Post Consumer Waste

  Hi, my name is Stranded Wind, and I’m Post Consumer Waste.

  Humor me for a minute here; it’s truer than you’d care to think.

  True confession: I’ve never been all that good of a consumer.

  My father was a railroad man, disabled when I was in my early teens. We lived on a farm so there was always food, but if we wanted anything more up and out the door to work for the neighbors was the rule.

  I was once a twenty something with all that entails. Mistakes were made. We’ll speak no more of this embarrassing interlude.

  I married a Jewish American Princess. Consumption at last; we both had excellent jobs, the drawings were done to expand the ranch house we got for a good price on the street where $300,000 homes were torn down to build things twice the original size. A son, a new SUV, a daughter, a minivan for our growing family. A masters for her, a string of professional certifications for me. Our future seemed bright.

  It came slowly, the undoing. Rages, plates thrown, fears of the unlikely. Fear of the patently impossible. I don’t know if she has invisible friends but she has all of the other signs of schizophrenia. Daddy had done well; I was sent away, she kept the children. My sin most often cited? I couldn’t make money as fast as she could spend it.

  Time went on. I recovered. A rebuilt consulting business. A sturdy two bedroom apartment, living room carpet torn up to expose hardwood floors, tropical plants, a place for yoga and meditation. I’ve never been happier in a space I inhabited; I got just a bit of the dharma, started noticing how less was actually so much more.

  Illness struck out of a clear blue desert sky. Down and down I went, shedding this and that; what truly matters? Enough to eat. A soft place to lay when you’re tired. A way to be clean. I never let my camera or laptop slip; This tale was well told. Too sick to eat, too sick to drive, and at one point almost so sick that there might not have been another point. I look back now and I see a magical time.

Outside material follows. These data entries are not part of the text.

PR #2954, opened 2023-05-25
Add experimental DoP support.

HiFiPhile:
Based on @cqpwx's fork and https://github.com/marcoc1712/squeezelite-R2/blob/Release/dsd.c

Tested both DSF and DFF format.

To use it check `Enable DoP output` option in ffmpeg plugin.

  Again I recovered. Again the consulting business; don’t imagine I’m not grateful that I have a skilled trade. Only one room now, but it’s enough; stove, bed, shower. No yoga, body can’t stand it. Little meditation, Lyme changes many things about you. There are few photos and no adventure to be had in this place.

  Renunciation, but now it’s the world renouncing me. She’s gone, aught but a ring of silver and gold I’ve left around my finger. Lyme, you see, is like syphilis. There’s no proof it can be passed, but the suspicion is very, very strong. More renunciation: don’t call me until you get your act together. My thirteen year old sounds precisely like my ex wife.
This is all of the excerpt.